[Data Boundary: Start]

PR #62, opened 2021-10-13
Containerized Proxy

moio:
First in a series on containerization.

Comments welcome.

[**RENDERED VERSION**](https://github.com/uyuni-project/uyuni-rfc/blob/containerization_proxy/accepted/00083-containerized-proxy.md)


accepted/00083-containerized-proxy.md
```diff
@@ -0,0 +1,82 @@
...
+
+It is believed implementing Proxy containerization will surface a subset of common problems and solutions also useful to implement a containerized Server in future.
+
+# Detailed design
+[design]: #detailed-design
+
+## Delivery
+  - Proxy is delivered as one container
+    - Updates are delivered via new images on a public Registry
+  - Documentation is produced to describe how this container can be run on popular conainer runtimes: [docker](https://docs.docker.com/engine/reference/commandline/cli/) and [podman](https://podman.io/)
```
aaannz, line 24:
```suggestion
  - Documentation is produced to describe how this container can be run on popular container runtimes: [docker](https://docs.docker.com/engine/reference/commandline/cli/) and [podman](https://podman.io/)
```

accepted/00083-containerized-proxy.md
```diff
@@ -0,0 +1,82 @@
...
+Having the option of deploying Proxy functionality as a container can be easier to operate (eg. deployment, independence from underlying OS, keeping up to date) and more flexible (eg. implementing active/passive HA by leveraging an existing Kubernetes environment).
+
+It is believed implementing Proxy containerization will surface a subset of common problems and solutions also useful to implement a containerized Server in future.
+
+# Detailed design
+[design]: #detailed-design
+
+## Delivery
+  - Proxy is delivered as one container
+    - Updates are delivered via new images on a public Registry
```
aaannz, line 23: So updating and management is left on customer's tools, right? How to know when to update container, what is the status (package versions, CVEs, ..) of container?

accepted/00083-containerized-proxy.md
```diff
@@ -0,0 +1,82 @@
...
+  - Documentation is produced to describe how this container can be run on popular conainer runtimes: [docker](https://docs.docker.com/engine/reference/commandline/cli/) and [podman](https://podman.io/)
+  - A minimal [Helm](https://helm.sh/) chart is delivered and tested against [k3s](https://k3s.io/)
+
+## Onboarding
+  - Containerized Proxy is not a managed client, does not run `salt-minion`, is not registered in the usual way
+  - A new UI page (and API endpoint) allows to add containerized Proxies by specifying their FQDN
+    - After confirmation a System entry (in the System list) is created 
+      - Normal client actions (package management, configuration file management...) will not be available on that System
+      - Proxy-specific Server UI/API functionality, like showing the list of attached clients, will be available like on regular Proxies
+    - for each such System, the Server generates a tarball ("configuration directory") that can be downloaded
```
aaannz, line 33: This would be good to do also for regular proxy, so update configuration scripts to take advantage of such tarball.
So IMO that API should work with these proxy entries and server system entries.

accepted/00083-containerized-proxy.md
```diff
@@ -0,0 +1,82 @@
...
+    - Proxy container needs the configuration directory to be mounted as a volume. After start, it is fully connected and operational
+
+## Operating
+  - Container will expose Salt (4505/4506) and https (443) ports
```
aaannz, line 37: I guess specifying ports will be part of the config in tarball, but IMO we should default for containers to listen on some higher ports and then do mapping in docker/podman/some ingress service.

I think it is reasonable to assume that there will be multiple services/containers running on one machine and they may want to use https as well.

accepted/00083-containerized-proxy.md
```diff
@@ -0,0 +1,82 @@
...
+  - Container will mount volumes:
+    - one with the configuration directory
+    - one with cached content (`/var/cache/squid/`, `/var/cache/rhn`)
+    - one with log files (`/var/log/apache2`, `/var/log/squid`, `salt-broker` log)
+  - Proxy Containers can be started/stopped/exchanged - as long as the configuration directory stays the same the Proxy identity, history and functionality will be preserved. Optionally, the cached content directory can also be preserved for optimal performance
+  - Creating bootstrap scripts from containerized Proxies will not be possible. `mgr-bootstrap --hostname=$PROXY_NAME` from the Server will still be possible
+  - SSL certificates can be handled in the two ways which are currently supported:
+    1. using the same CA as the Server, as generated at Server installation time. A new SSL certificate for the Proxy is generated at "configuration tarball" creation time. This will be the default option
+    2. using the same CA as the Server, as generated by the user ("bring your own SSL certs"). A new SSL certificate for the Proxy has to be placed in the configuration directory by the user
```
aaannz, line 46: We may want to plan with some other SSL termination than just our in container apache. At least to provide documentation and option to listen on unencrypted localhost port.

moio:
> I forgot one more question or rather clarification. What will this container image be based on? SLE15 BCI and Leap15 base or something else?

We will need Leap for Uyuni for sure. I wonder whether there is a possibility to exploit the Leap/SLE binary equality in order not to have a second image with a different base.

@mcalmer, do you foresee pitfalls in using the Leap base image + packages from `repo-sle-update` exclusively as the basis for a supported Proxy images?

accepted/00083-containerized-proxy.md
aaannz: Yes, sorry. I always mix up expose and port publishing.

accepted/00083-containerized-proxy.md
```diff
@@ -0,0 +1,87 @@
...
+    - After confirmation a System entry (in the System list) is created 
+      - Normal client actions (package management, configuration file management...) will not be available on that System
+      - Proxy-specific Server UI/API functionality, like showing the list of attached clients, will be available like on regular Proxies
+    - for each such System, the Server generates a tarball ("configuration directory") that can be downloaded
+    - Proxy container needs the configuration directory to be mounted as a volume. After start, it is fully connected and operational
+
+## Operating
+  - Container will expose Salt (4505/4506) and https (443) ports
+  - Container will mount volumes:
+    - one with the configuration directory
```
aaannz, line 39: Cobbler PXE files are considered as a configuration directory? (`/srv/tftpboot`)

accepted/00083-containerized-proxy.md
```diff
@@ -0,0 +1,87 @@
...
+  - Containerized Proxy is not a managed client, does not run `salt-minion`, is not registered in the usual way
+  - A new UI page (and API endpoint) allows to add containerized Proxies by specifying their FQDN
+    - After confirmation a System entry (in the System list) is created 
+      - Normal client actions (package management, configuration file management...) will not be available on that System
+      - Proxy-specific Server UI/API functionality, like showing the list of attached clients, will be available like on regular Proxies
+    - for each such System, the Server generates a tarball ("configuration directory") that can be downloaded
+    - Proxy container needs the configuration directory to be mounted as a volume. After start, it is fully connected and operational
+
+## Operating
+  - Container will expose Salt (4505/4506) and https (443) ports
```
aaannz, line 37: What about cobbler and network boot? I think that is expected to be supported as well for autoyast - so tftp (69/udp) exposed as well.

UEFI HTTP support https as well, but I am not sure how often will customer want to or is will to properly configure clients with CAs (I don't know how that even can be done, but it should be possible). So exposing http (80/tcp) should be considered as well. At least for specific URL path.

aaannz: Or we can have separate cobbler container? Can be viable for customers which want minimal proxy and do not network boot.
This cobbler container then can be orchestrated together with proxy container. Can be covered in separate RFC? (WDYT @SchoolGuy )

accepted/00083-containerized-proxy.md
```diff
@@ -0,0 +1,82 @@
...
+## Delivery
+  - Proxy is delivered as one container
+    - Updates are delivered via new images on a public Registry
+  - Documentation is produced to describe how this container can be run on popular conainer runtimes: [docker](https://docs.docker.com/engine/reference/commandline/cli/) and [podman](https://podman.io/)
+  - A minimal [Helm](https://helm.sh/) chart is delivered and tested against [k3s](https://k3s.io/)
+
+## Onboarding
+  - Containerized Proxy is not a managed client, does not run `salt-minion`, is not registered in the usual way
+  - A new UI page (and API endpoint) allows to add containerized Proxies by specifying their FQDN
+    - After confirmation a System entry (in the System list) is created
```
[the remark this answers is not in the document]
moio: Resolving per chat

accepted/00083-containerized-proxy.md
SchoolGuy: Technically they shouldn't be stored on the host as the Squid Proxy currently serves that. Thus we would need an ephemeral volume for such a thing in my eyes.

accepted/00083-containerized-proxy.md
```diff
@@ -0,0 +1,87 @@
...
+
+# Drawbacks
+[drawbacks]: #drawbacks
+
+  - Long term this is a separate deployment mechanism to maintain and support. In future it should be decided whether keeping both is worth it
+
+# Alternatives
+[alternatives]: #alternatives
+
+ - Proxy could be split into more containers, according to the microservices pattern. This would make deployment and operations more complex, and no significant benefits have been highlighted so far
```
SchoolGuy, line 81: In my eyes the benefit is that we don't have to have process management inside the container. Which makes them smaller and easier to move around. This is especially in edge scenarios indeed an advantage I believe. However I don't want to be the judge if this advantage is big enough. This would also mean that we should optimize the layers of our containers if we are thinking in such directions.

accepted/00083-containerized-proxy.md
```diff
@@ -0,0 +1,87 @@
...
+  - Proxy Containers can be started/stopped/exchanged - as long as the configuration directory stays the same the Proxy identity, history and functionality will be preserved. Optionally, the cached content directory can also be preserved for optimal performance
+  - Creating bootstrap scripts from containerized Proxies will not be possible. `mgr-bootstrap --hostname=$PROXY_NAME` from the Server will still be possible
+  - SSL certificates can be handled in three ways:
+    1. using the same CA as the Server, as generated at Server installation time. A new SSL certificate for the Proxy is generated at "configuration tarball" creation time. This will be the default option
+    2. using the same CA as the Server, as generated by the user ("bring your own SSL certs"). A new SSL certificate for the Proxy has to be placed in the configuration directory by the user
+    3. leave SSL termination to the user's infrastructure altogether
+
+## Limitations
+  - Only ZeroMQ Salt clients are supported
+  - No monitoring functionality
```
SchoolGuy, line 51: This limitation really bugs me. Monitoring is a weakness in SUSE imho, so disabling this would even make it worse. If this is planed to be fixed in a later RFC I am more then happy to resolve this point without further discussion.

accepted/00083-containerized-proxy.md
```diff
@@ -0,0 +1,87 @@
...
+  - add Salt SSH support
+  - enable the use of "configuration directories" for VM Proxies as well
+  - Retail Branch Server: to be defined in a separate RFC
+
+## Other details
+  - Container image includes Apache, Proxy-specific Python WSGI applications and `salt-broker`
+  - base image will be Leap 15.3
+  - API/UI will need the following data to add a Proxy:
+    - FQDN
+    - http proxy hostname, username and password (optional, default from [ProxySettingsManager.getProxySettings()](https://github.com/uyuni-project/uyuni/blob/b7cf9270cc1c5edd9c15fa1217e280d645bfcef9/java/code/src/com/redhat/rhn/manager/setup/ProxySettingsManager.java#L42))
```
SchoolGuy, line 66: This is a bad idea according to my knowledge. The reason for this is that the hostname of a proxy is not stable.

- Docker: https://docs.docker.com/config/containers/container-networking/#ip-address-and-hostname
- K8s: https://kubernetes.io/docs/concepts/containers/container-environment/#container-information
- Podman: https://docs.podman.io/en/latest/markdown/podman-run.1.html#hostname-name-h

At least in the Docker usecase this means that the hostname is subject to change on image updates (and thus in a fat image package updates which happen regularly I hope).

In Kubernetes it could be that because of resource constrains or node drains the container is moved and then gets a new deployment id and thus new name.

We would need a proxy in front of our proxy who represents a stable entry point so that traffic (thus also the registration and communication of the proxy <-> server) is done in a reproducible manner.

SchoolGuy (commented):
I don't want to block this but I hope I did understand your your points correctly and my answers do make sense in such a way.

accepted/00083-containerized-proxy.md
aaannz: Then each time cobbler container or proxy container is started, cobbler sync would need to be called on SUMA, right?

Also squid proxy does not serve grub and pxe configs and kernel, initrds as they are using tftp (extept UEFI http, or course). Or did you have something else in mind?

SchoolGuy: 1. `cobbler sync` needs to be called each time we start the container - Yes and No the problem is that I hadn't have time to improve this. The sync is currently slow. Thus we have https://github.com/uyuni-project/uyuni-rfc/pull/44 . With the code of today: Yes - which is stupid because the content doesn't change and we sync to ALL proxies then AND Cobbler regenerates everything.
2. Yes TFTP is another matter and to be viewed separately from my comment.

accepted/00083-containerized-proxy.md
aaannz: Do we have second full cobbler installation? I was thinking that only proxy part of cobbler would be spun out to separate cobbler. Basically `/srv/tftpboot`, cgi scripts needed for tftpsync and tftp and http server.

SchoolGuy: Well if it is just this then we already have this. And no currently we don't have a full Cobbler installation. The proxy part of Cobbler is split out since we only use a single custom wsgi script for this at the Proxy.

moio: Point taken about exposing ports 80 and 69.

I will open a separate discussion over the possibility of using multiple containers when the rest of this RFC is set, as I am now learning about `podman` features that might change the cost/benefit balance a bit.

accepted/00083-containerized-proxy.md
moio: Process management and smaller images: points taken, will expand them better.

moio:
@aaannz, @mcalmer, @SchoolGuy: the remaining thing IMO is about this choice of one or more than one containers, and I will further expand on alternatives ASAP. In the meantime please let me know if there is anything else that does not look convincing.

SchoolGuy (approved):
I find this document much better now. I would vote for multiple containers but I can understand why this would not be desired. As a process manager inside the container in case we need one, I can recommend [supervisor](https://pypi.org/project/supervisor/).

accepted/00083-containerized-proxy.md
```diff
@@ -0,0 +1,103 @@
...
+  - A minimal [Helm](https://helm.sh/) chart is delivered and tested against [k3s](https://k3s.io/)
+
+## Onboarding
+  - Containerized Proxy is not a managed client, does not run `salt-minion`, is not registered in the usual way
+  - A new UI page (and API endpoint) allows to add containerized Proxies by specifying their FQDN
+    - After confirmation a System entry (in the System list) is created 
+      - Normal client actions (package management, configuration file management...) will not be available on that System
+      - Proxy-specific Server UI/API functionality, like showing the list of attached clients, will be available like on regular Proxies
+    - for each such System, the Server generates a tarball ("configuration directory") that can be downloaded
+    - Proxy container needs the configuration directory to be mounted as a volume. After start, it is fully connected and operational
```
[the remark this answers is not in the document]
SchoolGuy: In theory a cobbler sync should never be required. It is a "rescue" command if you "just want to start from scratch". The problem is our tftp plugin in my eyes. If we can get rid of it we should never have to call it. Normally (without SUMA) Cobbler touches the files required after a change of data automatically. #44 might be a way to get there.

aaannz:
> About using config files. Have you considered using environment variables? If you use config files, you need to make sure the container runs on a host that has those files in sync. Using environment variables, you can start the container without it. Imagine you have a big k8s cluster where you roll out the configuration via config maps or secrets. I would at least consider being able to rewrite the configuration with environment variables.

I have no prior experience with ConfigMaps, but reading the documentation it should have no problem with using and producing config files as well. ( https://kubernetes.io/docs/tasks/configure-pod-container/configure-pod-configmap/#populate-a-volume-with-data-stored-in-a-configmap )

SchoolGuy:
> > About using config files. Have you considered using environment variables? If you use config files, you need to make sure the container runs on a host that has those files in sync. Using environment variables, you can start the container without it. Imagine you have a big k8s cluster where you roll out the configuration via config maps or secrets. I would at least consider being able to rewrite the configuration with environment variables.
> 
> I have no prior experience with ConfigMaps, but reading the documentation it should have no problem with using and producing config files as well. ( https://kubernetes.io/docs/tasks/configure-pod-container/configure-pod-configmap/#populate-a-volume-with-data-stored-in-a-configmap )

Yeah that is true but that would not work with a basic docker-compose setup which we do want to support as written here: https://github.com/uyuni-project/uyuni-rfc/pull/62/files#diff-29675c50857585c858728a89459af6661c8e7e94dc897a41b7921d6abec668b3R26

moio:
@SchoolGuy we have several configuration files, which in this proposal would be Server-generated. True, in principle we could generate very many configuration variables instead, to be written into the right files by a helper script before the main process starts. But how do you envision "transferring" them from Server to the Proxy container host/cluster? We can certainly not output a huge list and expect users to copy and paste them.

(the idea of the "configuration tarball" comes mainly out of convenience)

SchoolGuy:
@moio This is where the fun really starts, we are getting closer to Cloud Native applications here. For Prometheus there is a good example for such a situation. They have a "Prometheus-Operator" which basically takes care of managing the application state. Thus the user is not interfacing for configuration with the application but the Operator. See here: https://prometheus-operator.dev/

This operator would then take care of the problem you just described (and more) and thus managing the transfer of said configuration as far as I interpret this pattern. I am learning and discovering all of these things in the last weeks on my private k3s cluster.

More details on the k8s operator pattern can be found here: https://kubernetes.io/docs/concepts/extend-kubernetes/operator/

The problem now is the following: There is no way this is compatible with Docker anymore. We are then deep inside Kubernetes only environments, also podman is very hard to support then. I don't see this as a problem because with k3s we have a super lightweight solution. Also there is the k3d project which runs k3s inside Docker, so docker would be back on the table via this "roundtrip".

aaannz:
> Yeah that is true but that would not work with a basic docker-compose setup which we do want to support as written here: https://github.com/uyuni-project/uyuni-rfc/pull/62/files#diff-29675c50857585c858728a89459af6661c8e7e94dc897a41b7921d6abec668b3R26

Good point, but does this limit us somehow? I mean we will prepare containers and documentation about those containers, not whole infra how to run it. We say that we require configuration files, but how users will achieve this is on their decisions. We prepare examples for docker-compose, helm, etc. where we mount volumes with configuration files. If users would want to use ConfigMaps, they are free to use k3s or full k8s. If ConfigMaps can work with files, then I think we are done here.

SchoolGuy:
> > Yeah that is true but that would not work with a basic docker-compose setup which we do want to support as written here: https://github.com/uyuni-project/uyuni-rfc/pull/62/files#diff-29675c50857585c858728a89459af6661c8e7e94dc897a41b7921d6abec668b3R26
> 
> Good point, but does this limit us somehow? I mean we will prepare containers and documentation about those containers, not whole infra how to run it. We say that we require configuration files, but how users will achieve this is on them. We prepare examples for docker-compose, helm, etc. where we mount volumes with configuration files. If users want to use ConfigMaps, they are free to use k3s or full k8s. If ConfigMaps can work with files, then I think we are done here.

This is an assumption which is not right in my mind. A container is a piece of infrastructure and we do want to tell the customer how to use it. This also is valid for container networks and other things related to that. In the past we did limit the supported situations on a bare metal installation and in the container world there is just too many ways to get to the same result in the end. The problem with this for us is that this then becomes a blackbox which is highly relevant for problem solving of the support and the developers.

Take for example the customer drops on host level the capability to do certain syscalls. We don't do them in Java but the jvm does them at the end. We have no way of knowing this if we don't tell the customer that he is not supposed to drop them. The customers & community have then a good understanding of how to use our cattle of containers if we give them the reference setup of the infrastructure.

Our colleges at Rancher also say for example that you can't use [Longhorn with spinning disks](https://longhorn.io/docs/1.2.2/best-practices/#minimum-recommended-hardware) because it wouldn't work. Technically this is not of the concern of the application because it just manages the storage which is shown to it but due to different argumentation they did say that the people using the piece of software have to meet certain requirements in the infrastructure to run the application successfully.

accepted/00083-containerized-proxy.md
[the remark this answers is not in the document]
moio: From a UX perspective I can agree with that. Problem is that all existing Proxy functionality is bolted on the assumption there is a system profile (the Proxy page, Proxy related DB tables and so on).

It is not clear to me at this point how much bigger of a change it would be not to have a system profile. We should take a look and at the very least mention your approach as an alternative in this RFC - or adopting it.

moio:
About configuration:

> Have you considered using environment variables?

Yes. Two observations:

1. the number of such variables is significant
2. some of them are security-sensitive (eg. SSL keys)

So in principle they could be exposed to the containers via environment variables + secrets. But still they need to be generated on the Server and transported somehow, and given they are many and some are confidential that would mean, either a set of files, or a YAML file with blobs in it.

Generating configuration files directly in the Server and mounting them in the container seems to me the simplest option. 

Alternatively, we would need a mechanism to take the YAML file and put it in the right config files on the container end (in K8s this can be done via `ConfigMaps` or init containers, but we would still need something different for `podman` and/or `docker`). I am unsure whether the extra decoupling is worth the effort.


About Operators, it is my understanding that this pattern does a whole lot more than just exposing configuration via native Kubernetes API (actually that part is kind of a side effect) - the main purpose is to automate management at the cluster level. From that angle, it seems way over-heavy approach for the use case we are looking at here (1-4 containers) - and we can always add it later if a stronger need appears.

moio:
About logs: addressed now.

moio:
> Alternatively, we would need a mechanism to take the YAML file [...] I am unsure whether the extra decoupling is worth the effort.

Ultimately after some discussion with @ncounter we decided to settle on the configuration via YAML file. This should make the overall approach more resilient to version upgrades, and it will be simpler to pass config via `ConfigMap`s/`Secret`s - despite being a little bit more work to create the format.

moio:
I also pushed a change to use BCI images as the starting point - they seem to be even better supported than Leap, still fully opensource, and will remove one moving piece when we will look at the commercial version for SUSE Manager.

[Data Boundary: End]

> **Work instructions**: Scan the material for the word "SUMA". Return every line where it is found.

> **Solved problem**:
aaannz: Then each time cobbler container or proxy container is started, cobbler sync would need to be called on SUMA, right?
SchoolGuy: In theory a cobbler sync should never be required. It is a "rescue" command if you "just want to start from scratch". The problem is our tftp plugin in my eyes. If we can get rid of it we should never have to call it. Normally (without SUMA) Cobbler touches the files required after a change of data automatically. #44 might be a way to get there.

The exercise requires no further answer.